Adams’s salary was unfairly low because she was a Democrat, Hobbs said, not because she was black or a woman. She said she got raises for her employees each of the four years she was Minority Leader, but wished she could do more.

“There are systemic issues related to compensation and employment practices within the legislature that persist to this day. And it’s a system that has treated Ms. Adams badly. It’s against women, people of color and, frankly, all of the staff who work for the minority party, ”Hobbs said.

However, Adams’ salary was commensurate with that of other staff in similar positions, Hobbs said, and was higher than that of another staff member in a similar position.

Although Hobbs disagreed with the jury’s reasoning in both trials, she said the Senate should not appeal the verdict on Adams’ dismissal. She won twice in court – Adams, who is a lawyer, represented both times – and Hobbs said there was no interest that would be served by an appeal.

Senate Speaker Karen Fann said she has yet to decide to appeal the verdict.

Political fallout

The verdict in the Adams case has cast a veil over Hobbs’ gubernatorial campaign. She has two opponents of the Democratic primary, but thanks to her position and the notoriety she has for her opposition to the so-called ‘audit’ of the 2020 elections in Maricopa County, Hobbs has long been heavily favored. to achieve the victory of his party. nomination.

Now other Democrats are questioning his commitment to women and people of color. A coalition of black leaders has urged people to ‘reconsider’ their support for him. Adams told the Mirror that she believes Hobbs is unfit to serve as governor.

“I really think she has no respect for people of color. She has no curiosity about them. She unfortunately remains without education on diversity, inclusion, racial discrimination, gender discrimination, ”Adams said after winning the second lawsuit.

Katie Hobbs not ‘fit to serve’ as governor after discriminatory dismissal, says staff member

Hobbs said pay equity and fighting discrimination are still key issues for her, and that she will continue to fight to win every Arizona’s vote.

“I am committed to doing the job I need to do, to listening to communities of color and working to gain their support, but also to be a governor who works for everyone. And I will deliver for them. It’s not just lip service, ”she said.

Despite accusations that she is not an ally of people of color or women, Hobbs urged people to look at her toll.
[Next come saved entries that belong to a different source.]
PR #8274, opened 2022-09-26
Use integer gradients in gpu_hist split evaluation

RAMitchell:
Part 2 of #8246


tests/cpp/tree/test_gpu_hist.cu
```diff
@@ -162,81 +162,6 @@ inline GradientQuantizer DummyRoundingFactor() {
   return GradientQuantizer(dh::ToSpan(gpair));
 }
 
-// TODO(trivialfis): This test is over simplified.
-TEST(GpuHist, EvaluateRootSplit) {
```
RAMitchell, line 166: I removed this test because it specifies a dense dataset but then also has missing gradients, which now triggers a run time check. It was easier to remove it than rewrite it.

src/tree/gpu_hist/evaluate_splits.cu
```diff
@@ -59,67 +62,67 @@ class EvaluateSplitAgent {
...
         rounding(shared_inputs.rounding),
-        parent_sum(dh::LDGIterator<GradientPairPrecise>(&inputs.parent_sum)[0]),
-        param(shared_inputs.param),
-        evaluator(evaluator),
+        parent_sum(dh::LDGIterator<GradientPairInt64>(&inputs.parent_sum)[0]),
+        param(shared_inputs.param), evaluator(evaluator),
         missing(parent_sum - ReduceFeature()) {
-    static_assert(kBlockSize == 32,
-                  "This kernel relies on the assumption block_size == warp_size");
+    static_assert(
```
trivialfis, line 88: that's awesome!

trivialfis (approved):
Please fix the clang tidy error.

Issue #8083, opened 2022-07-15
Apply dmatrix iteration iterface in PySpark xgboost and support external memory mode


WeichenXu123:
Apply dmatrix iteration iterface in PySpark xgboost and support external memory mode.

During her eight years as a legislator, she noted that she had sponsored equal pay legislation and advocated for parliament to approve the equal rights amendment. As a minority leader, she hired several Hispanic women and got raises for her staff. Hobbs said she has increased the number of people of color on staff and in leadership positions, raised salaries for people earning less than $ 15 an hour and created a community advisory board to register new voters. blacks, latinos and native americans. And in her career as a social worker, she said she worked on behalf of the most vulnerable people in society.
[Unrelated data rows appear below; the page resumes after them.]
PR #8288, opened 2022-09-29
Reduce time for some multi-gpu tests

RAMitchell:


trivialfis (commented):
Thank you for working on this. A few notes for the change of fixture:
- The local cuda cluster fixture is enabled with rmm support https://github.com/dmlc/xgboost/blob/b14c44ee5e4f941c59de3d91633f4b0acdff5b23/tests/python-gpu/conftest.py#L30 .
- I think the CI has 4 GPUs.

hcho3 (approved):

PR #8301, opened 2022-10-04
[CI] Enable federated learning plugin in buildkite

rongou:


tests/buildkite/build-cuda.sh
```diff
@@ -22,7 +22,7 @@ command_wrapper="tests/ci_build/ci_build.sh gpu_build_centos7 docker --build-arg
 echo "--- Build libxgboost from the source"
 $command_wrapper tests/ci_build/prune_libnccl.sh
 $command_wrapper tests/ci_build/build_via_cmake.sh -DUSE_CUDA=ON -DUSE_NCCL=ON \
-  -DUSE_OPENMP=ON -DHIDE_CXX_SYMBOLS=ON -DUSE_NCCL_LIB_PATH=ON \
+  -DUSE_OPENMP=ON -DPLUGIN_FEDERATED=ON -DHIDE_CXX_SYMBOLS=ON -DUSE_NCCL_LIB_PATH=ON \
```
hcho3, line 25: Is gRPC a runtime dependency? If so, we shouldn't enable the federated learning plugin in the Python wheel on PyPI.

hcho3: We can built a separate artifact with gRPC for testing purposes

tests/ci_build/Dockerfile.rmm
```diff
@@ -11,6 +11,14 @@ RUN \
...
     apt-get update && \
     apt-get install -y wget unzip bzip2 libgomp1 build-essential ninja-build git && \
+    # Install gRPC for Federated Learning
+    git clone -b v1.49.1 https://github.com/grpc/grpc.git && \
+    pushd grpc && \
+    git submodule update --init && \
+    cmake -S . -B build -GNinja && \
+    cmake --build build --target install && \
+    popd && \
+    rm -fr grpc && \
```
hcho3, line 21: It could be better to use `grpc-cpp` package from Conda, as we won't have to build from the source

rongou: Tried this, but looks like the `libprotobuf` conda package doesn't install the cmake modules: https://github.com/conda-forge/libprotobuf-feedstock/issues/68

rongou:
As discussed offline, @hcho3 is taking this over. Feel free to close it when you are ready. Thanks!

PR #8310, opened 2022-10-06
Scala 2.13 and Spark 3.2.1

vincenzobaz:
This PR introduces Scala 2.13 and Spark 3.2.1 to the repository.

The biggest caveat is the impossibility to port the flink module this Flink does not have a 2.13 version.
A solution would be to use the Flink Java API however that requires more important refactoring since Flink ml does not exist for Java.


wbo4958:
Could we create another branch to support scala 2.13? or let the main branch support both scala 2.12 and scala 2.13, then we can pre-build xgboost-2.12 and xgboost-2.13?

When bumping xgboost dep to spark 3.x, XGBoost committers chose not to support spark 2.x, this is not good. So I hope the current XGBoost can support all spark 3.x versions. On the other hand, XGBoost contains not only xgboost project but also xgboost-gpu project, and xgboost-gpu requires [RAPIDS plugin](https://nvidia.github.io/spark-rapids/) which has not supported scala 2.12 yet.

trivialfis (commented):
@wbo4958 Maybe we can merge this after 1.7 is branched out?

wbo4958:
I really hope XGBoost can support all the spark 3.x versions for both scala 2.12 and scala 2.13. This is really a huge breaking PR that makes xgboost can run on spark 3.0 and spark 3.1 versions. and also xgboost4j-spark-gpu can't work.

trivialfis:
Sure, is there a viable approach?

vincenzobaz:
Thank you for the feedback. I am not sure why `xgboost4j-spark-gpu` does not work unfortunately.

I agree that this PR brings a lot of breaking changes. A possibility would be to keep more modern Spark support in master and move the legacy version to a dedicated branch. Publishing both _2.12 and _2.13 is probably the way to go.
I would suggest adopting sbt for the build of the jvm modules since it can handle correctly java and Scala builds and cross version development / publication is easy.

I upgraded Spark to the first version to support 2.13. However I think it could be useful to upgrade in `master` too so to reduce the divergence between the 2.13 and 2.12 versions of the codebase.

wbo4958:
Thx @vincenzobaz, I'd like to quote this comment https://github.com/NVIDIA/spark-rapids/discussions/6739#discussioncomment-3829057

dotbg:
@trivialfis this MR is redundant now as 2.13 was merged in #9099

vincenzobaz:
Thank you @dotbg , I appreciate the great work!

dotbg:
@vincenzobaz thanks. This PR helped me a lot!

“I would ask people to judge me on my whole record and the things I did as a social worker, the things I fought for in the Senate, the things I did as a social worker. as Secretary of State and will continue to do as Governor, ”Hobbs said.
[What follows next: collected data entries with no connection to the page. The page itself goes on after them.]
PR #9687, opened 2023-10-18
Fix libpath logic for Windows

hcho3:
Ref: https://github.com/conda-forge/xgboost-feedstock/pull/132#issuecomment-1767719122

### DIFF
--- a/python-package/xgboost/libpath.py
+++ b/python-package/xgboost/libpath.py
@@ -31,16 +31,15 @@ def find_lib_path() -> List[str]:
     ]
 
     if sys.platform == "win32":
-        if platform.architecture()[0] == "64bit":
-            dll_path.append(os.path.join(curr_path, "../../windows/x64/Release/"))
-            # hack for pip installation when copy all parent source
-            # directory here
-            dll_path.append(os.path.join(curr_path, "./windows/x64/Release/"))
-        else:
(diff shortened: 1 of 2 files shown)


python-package/xgboost/libpath.py
```diff
@@ -31,16 +31,15 @@ def find_lib_path() -> List[str]:
...
-        if platform.architecture()[0] == "64bit":
-            dll_path.append(os.path.join(curr_path, "../../windows/x64/Release/"))
-            # hack for pip installation when copy all parent source
-            # directory here
-            dll_path.append(os.path.join(curr_path, "./windows/x64/Release/"))
-        else:
-            dll_path.append(os.path.join(curr_path, "../../windows/Release/"))
-            # hack for pip installation when copy all parent source
-            # directory here
-            dll_path.append(os.path.join(curr_path, "./windows/Release/"))
```
trivialfis, line 43: Are these old paths not useful anymore? (like editable installation)

hcho3: I don't think so. I use Windows as a daily driver and I didn't need these paths.

We can add them back when they are needed.

trivialfis (approved):

hcho3:
I will merge this after verifying that this patch fixes the Conda build in https://github.com/conda-forge/xgboost-feedstock/pull/132

PR #9691, opened 2023-10-18
Add 'sycl' devices to the context

razdoburdin:
Hi,
I want to restart discussion about perspectives of adding `sycl `support as plugin for XGBoost. 

The code of the plugin itself is quite complicated and `sycl `specific. So, I think the best way in the current step is adding a link to intel repo., where we can maintain the plugin by ourself. What is your opinion?

Even in case of link to the intel repo. Supporting of new devices will require some changes in the main part of the code, especially in the content of `Context `class. The current PR add `sycl` devices to the `Contex `object.
Supported values of the 'device' parameter are:
`device = "sycl"` -- use default `sycl` device
`device = "sycl:cpu"` -- use default `sycl` CPU
`device = "sycl:gpu"` -- use default `sycl` GPU
`device = "sycl:gpu:{N}"` -- use `sycl` GPU with index `{N}`.

### DIFF
--- a/include/xgboost/context.h
+++ b/include/xgboost/context.h
@@ -22,6 +22,9 @@ struct CUDAContext;
 struct DeviceSym {
   static auto constexpr CPU() { return "cpu"; }
   static auto constexpr CUDA() { return "cuda"; }
+  static auto constexpr SYCL_default() { return "sycl"; }
+  static auto constexpr SYCL_CPU() { return "sycl:cpu"; }
+  static auto constexpr SYCL_GPU() { return "sycl:gpu"; }
 };
 
 /**
@@ -33,12 +36,19 @@ struct DeviceOrd {
   static bst_d_ordinal_t constexpr CPUOrdinal() { return -1; }
   static bst_d_ordinal_t constexpr InvalidOrdinal() { return -2; }
 
-  enum Type : std::int16_t { kCPU = 0, kCUDA = 1 } device{kCPU};
-  // CUDA device ordinal.
+  enum Type : std::int16_t { kCPU = 0, kCUDA = 1,
+                             kSyclDefault = 2, kSyclCPU = 3, kSyclGPU = 4} device{kCPU};
+  // CUDA or Sycl device ordinal.
   bst_d_ordinal_t ordinal{CPUOrdinal()};
 
   [[nodiscard]] bool IsCUDA() const { return device == kCUDA; }
   [[nodiscard]] bool IsCPU() const { return device == kCPU; }
+  [[nodiscard]] bool IsSyclDefault() const { return device == kSyclDefault; }
+  [[nodiscard]] bool IsSyclCPU() const { return device == kSyclCPU; }
+  [[nodiscard]] bool IsSyclGPU() const { return device == kSyclGPU; }
+  [[nodiscard]] bool IsSycl() const { return (IsSyclDefault() ||
+                                              IsSyclCPU() ||
+                                              IsSyclGPU()); }
 
   constexpr DeviceOrd() = default;
   constexpr DeviceOrd(Type type, bst_d_ordinal_t ord) : device{type}, ordinal{ord} {}
@@ -60,6 +70,31 @@ struct DeviceOrd {
   [[nodiscard]] static constexpr auto CUDA(bst_d_ordinal_t ordinal) {
     return DeviceOrd{kCUDA, ordinal};
   }
+  /**
+   * @brief Constructor for SYCL.
+   *
+   * @param ordinal SYCL device ordinal.
+   */
+  [[nodiscard]] constexpr static auto SYCL_default(bst_d_ordinal_t ordinal = -1) {
+    return DeviceOrd{kSyclDefault, ordinal};
+  }
+  /**
+   * @brief Constructor for SYCL CPU.
+   *
+   * @param ordinal SYCL CPU device ordinal.
+   */
+  [[nodiscard]] constexpr static auto SYCL_CPU(bst_d_ordinal_t ordinal = -1) {
+    return DeviceOrd{kSyclCPU, ordinal};
+  }
+
+  /**
+   * @brief Constructor for SYCL GPU.
+   *
+   * @param ordinal SYCL GPU device ordinal.
+   */
+  [[nodiscard]] constexpr static auto SYCL_GPU(bst_d_ordinal_t ordinal = -1) {
+    return DeviceOrd{kSyclGPU, ordinal};
+  }
 
   [[nodiscard]] bool operator==(DeviceOrd const& that) const {
     return device == that.device && ordinal == that.ordinal;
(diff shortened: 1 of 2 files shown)


trivialfis:
Hi @razdoburdin , good to see you again, and thank you for continuing the work on sycl support!

Would be great if you could share some more info:

- What's sync:cpu? How is it different from the OpenMP CPU, feature-wise and performance-wise?
- How to add a plugin in the Intel repo? Is it a static plugin (intel-variant of xgboost in conda-forge, for instance) or a dynamic plugin (dlopen).
- As for the plugin, I think it's a reasonable choice to have a separate repo, or in the `xgboost/plugin/sycl` directory. Either way, we need to have some CI infra in XGBoost so that we don't break the code or the logic to link the Intel repo immediately.

src/context.cc
```diff
@@ -94,29 +94,45 @@ DeviceOrd CUDAOrdinal(DeviceOrd device, bool) {
...
   if (!std::regex_match(input, pattern)) {
     fatal();
   }
 #endif  // defined(__MINGW32__)
 
   // handle alias
-  std::string s_device = std::regex_replace(input, std::regex{"gpu"}, DeviceSym::CUDA());
+  std::string s_device = input;
+  if (!std::regex_match(s_device, std::regex("sycl(:cpu|:gpu)?(:-1|:[0-9]+)?")))
+    s_device = std::regex_replace(s_device, std::regex{"gpu"}, DeviceSym::CUDA());
```
napetrov, line 123: Shouldn't this mean 
User specify any GPU on the system -> xgboost check available devices and pickup GPU device that i can execute on. 
I.e. in case there is only CUDA device - it will be used
In case there is only SYCL device - it will be used
The question what to do in case both are available.. Might be warning about non deterministic selection or might be even error. Not sure how realistic this case is

razdoburdin: I guess in the future it should work like you have described. But let's postpone this fix for future.

napetrov:
Would add couple cents. 
On sycl:cpu - there are 2 parts here. 
1st - is how well the SYCL would work on CPU. Overall this is not ideal and would require level_zero support and not just opencl runtime as done currently. 
2nd - this would require sycl kernels tuning for CPUs 

So we will not be working on 2nd until 1st would get improved.  So we should keep this as an option to run sycl code on CPUs, but not recommend this to users at this point.  But this might be usefull for validation/development purposes at this point 

On CI - we in meantime would work on some form of GPU systems availability via https://cloud.intel.com/ so code also can be tested on Intel GPUs

trivialfis:
> Would you like to have a call next week to discuss the integration stages?

That would be great!

include/xgboost/context.h
```diff
@@ -74,6 +109,12 @@ struct DeviceOrd {
         return DeviceSym::CPU();
       case DeviceOrd::kCUDA:
         return DeviceSym::CUDA() + (':' + std::to_string(ordinal));
+      case DeviceOrd::kSyclDefault:
```
trivialfis, line 112: What is "sync:{ordinal}"?

include/xgboost/context.h
```diff
@@ -74,6 +109,12 @@ struct DeviceOrd {
...
+        return DeviceSym::SYCL_default() + (':' + std::to_string(ordinal));
+      case DeviceOrd::kSyclCPU:
+        return DeviceSym::SYCL_CPU() + (':' + std::to_string(ordinal));
```
trivialfis, line 115: What is "sycl:cpu:ordinal"

include/xgboost/context.h
```diff
@@ -60,6 +70,31 @@ struct DeviceOrd {
   [[nodiscard]] static constexpr auto CUDA(bst_d_ordinal_t ordinal) {
     return DeviceOrd{kCUDA, ordinal};
   }
+  /**
+   * @brief Constructor for SYCL.
+   *
+   * @param ordinal SYCL device ordinal.
+   */
+  [[nodiscard]] constexpr static auto SYCL_default(bst_d_ordinal_t ordinal = -1) {
```
trivialfis, line 78: Please follow the function naming convention "SYCLDefault"/"SyclDefault"

include/xgboost/context.h
razdoburdin: It means using CPU with the specific index for multi CPU systems.

include/xgboost/context.h
razdoburdin: It means using the SYCL device with index `{ordinal}`. It can be CPU or GPU, depending on user's system settings.

include/xgboost/context.h
```diff
@@ -22,6 +22,9 @@ struct CUDAContext;
 struct DeviceSym {
   static auto constexpr CPU() { return "cpu"; }
   static auto constexpr CUDA() { return "cuda"; }
+  static auto constexpr SYCL_default() { return "sycl"; }
+  static auto constexpr SYCL_CPU() { return "sycl:cpu"; }
+  static auto constexpr SYCL_GPU() { return "sycl:gpu"; }
```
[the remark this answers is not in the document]
razdoburdin: SYCL try to run on GPU. If GPU isn't available for some reason, it launches on CPU.

include/xgboost/context.h
razdoburdin: done

include/xgboost/context.h
trivialfis: multi-socket or multi-core?

razdoburdin: multi-socket

src/context.cc
```diff
@@ -94,29 +94,45 @@ DeviceOrd CUDAOrdinal(DeviceOrd device, bool) {
...
 - cuda
-- cuda:<device ordinal>  # e.g. cuda:0
+- cuda:<device ordinal>            # e.g. cuda:0
 - gpu
-- gpu:<device ordinal>   # e.g. gpu:0
+- gpu:<device ordinal>             # e.g. gpu:0
+- sycl
+- sycl:<device ordinal>            # e.g. sycl:0
+- sycl:<cpu, gpu>
+- sycl:<cpu, gpu>:<device ordinal> # e.g. sycl:gpu:0
```
trivialfis, line 103: Let's remove the error message change for now and get it back when there's a public ready feature that can be enabled. At this point, the message is only going to confuse users.

trivialfis (commented):
Overall looks good to me, please keep the change internal for now.

src/context.cc
razdoburdin: done

trivialfis:
Please fix the tidy error

razdoburdin:
> Please fix the tidy error

fixed

trivialfis:
@razdoburdin Apologies for my mistake on not catching it, could you please help fix the CI by conditioning the regex match based on __ming32__ ? It hangs on regex match.

https://github.com/dmlc/xgboost/actions/runs/6662511294/job/18106961526
https://github.com/dmlc/xgboost/actions/runs/6655456686/job/18085766529

razdoburdin:
> @razdoburdin Apologies for my mistake of not catching it, could you please help fix the CI by conditioning the regex match based on `__MING32__` ? It hangs on regex match.
> 
got it, will fix asap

Hobbs declined to say whether the verdict would make it harder for him to win next year’s Democratic primary. When asked if the verdict would be a handicap for her and other Democrats in the general election, where Republicans will certainly make it a major issue, Hobbs said, “This is something that happened there. seven years ago. There was a trial two years ago. This is not a new problem. And I will continue to work to gain the confidence and support of the voters of Arizona.